◆ **What needs to be done**
All entries shown below should be duplicated character for character.
===== Provided material
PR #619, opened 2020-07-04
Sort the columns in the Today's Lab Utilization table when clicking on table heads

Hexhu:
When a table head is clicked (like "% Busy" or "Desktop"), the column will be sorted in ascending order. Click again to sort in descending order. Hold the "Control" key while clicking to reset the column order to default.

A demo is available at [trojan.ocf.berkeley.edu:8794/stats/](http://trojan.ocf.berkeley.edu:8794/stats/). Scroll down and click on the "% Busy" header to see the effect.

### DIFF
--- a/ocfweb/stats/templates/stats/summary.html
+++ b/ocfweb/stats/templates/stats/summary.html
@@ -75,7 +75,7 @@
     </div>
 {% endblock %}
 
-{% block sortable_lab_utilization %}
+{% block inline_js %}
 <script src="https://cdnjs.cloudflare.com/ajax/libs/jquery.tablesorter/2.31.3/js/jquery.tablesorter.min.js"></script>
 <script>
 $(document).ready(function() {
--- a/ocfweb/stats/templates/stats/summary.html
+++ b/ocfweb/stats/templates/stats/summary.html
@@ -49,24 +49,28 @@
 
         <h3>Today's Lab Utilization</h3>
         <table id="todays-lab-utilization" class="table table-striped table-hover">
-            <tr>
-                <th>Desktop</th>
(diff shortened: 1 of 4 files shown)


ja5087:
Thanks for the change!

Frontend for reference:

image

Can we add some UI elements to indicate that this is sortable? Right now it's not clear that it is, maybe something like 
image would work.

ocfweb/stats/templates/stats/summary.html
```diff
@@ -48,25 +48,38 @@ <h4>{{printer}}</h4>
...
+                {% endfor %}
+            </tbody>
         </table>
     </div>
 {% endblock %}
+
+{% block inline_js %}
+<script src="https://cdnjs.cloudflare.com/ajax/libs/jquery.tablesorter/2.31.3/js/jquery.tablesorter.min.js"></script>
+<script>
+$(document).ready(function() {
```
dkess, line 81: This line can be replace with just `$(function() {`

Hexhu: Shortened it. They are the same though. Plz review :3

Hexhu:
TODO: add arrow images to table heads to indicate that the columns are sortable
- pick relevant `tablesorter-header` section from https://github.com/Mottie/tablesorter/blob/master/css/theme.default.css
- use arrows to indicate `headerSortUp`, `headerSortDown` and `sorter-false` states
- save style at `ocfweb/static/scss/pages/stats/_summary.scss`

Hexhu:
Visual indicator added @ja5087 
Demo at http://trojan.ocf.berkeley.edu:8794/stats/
==========
◆ **Exercise solution**
PR #619, opened 2020-07-04
Sort the columns in the Today's Lab Utilization table when clicking on table heads

Hexhu:
When a table head is clicked (like "% Busy" or "Desktop"), the column will be sorted in ascending order. Click again to sort in descending order. Hold the "Control" key while clicking to reset the column order to default.

A demo is available at [trojan.ocf.berkeley.edu:8794/stats/](http://trojan.ocf.berkeley.edu:8794/stats/). Scroll down and click on the "% Busy" header to see the effect.

### DIFF
--- a/ocfweb/stats/templates/stats/summary.html
+++ b/ocfweb/stats/templates/stats/summary.html
@@ -75,7 +75,7 @@
     </div>
 {% endblock %}
 
-{% block sortable_lab_utilization %}
+{% block inline_js %}
 <script src="https://cdnjs.cloudflare.com/ajax/libs/jquery.tablesorter/2.31.3/js/jquery.tablesorter.min.js"></script>
 <script>
 $(document).ready(function() {
--- a/ocfweb/stats/templates/stats/summary.html
+++ b/ocfweb/stats/templates/stats/summary.html
@@ -49,24 +49,28 @@
 
         <h3>Today's Lab Utilization</h3>
         <table id="todays-lab-utilization" class="table table-striped table-hover">
-            <tr>
-                <th>Desktop</th>
(diff shortened: 1 of 4 files shown)


ja5087:
Thanks for the change!

Frontend for reference:

image

Can we add some UI elements to indicate that this is sortable? Right now it's not clear that it is, maybe something like 
image would work.

ocfweb/stats/templates/stats/summary.html
```diff
@@ -48,25 +48,38 @@ <h4>{{printer}}</h4>
...
+                {% endfor %}
+            </tbody>
         </table>
     </div>
 {% endblock %}
+
+{% block inline_js %}
+<script src="https://cdnjs.cloudflare.com/ajax/libs/jquery.tablesorter/2.31.3/js/jquery.tablesorter.min.js"></script>
+<script>
+$(document).ready(function() {
```
dkess, line 81: This line can be replace with just `$(function() {`

Hexhu: Shortened it. They are the same though. Plz review :3

Hexhu:
TODO: add arrow images to table heads to indicate that the columns are sortable
- pick relevant `tablesorter-header` section from https://github.com/Mottie/tablesorter/blob/master/css/theme.default.css
- use arrows to indicate `headerSortUp`, `headerSortDown` and `sorter-false` states
- save style at `ocfweb/static/scss/pages/stats/_summary.scss`

Hexhu:
Visual indicator added @ja5087 
Demo at http://trojan.ocf.berkeley.edu:8794/stats/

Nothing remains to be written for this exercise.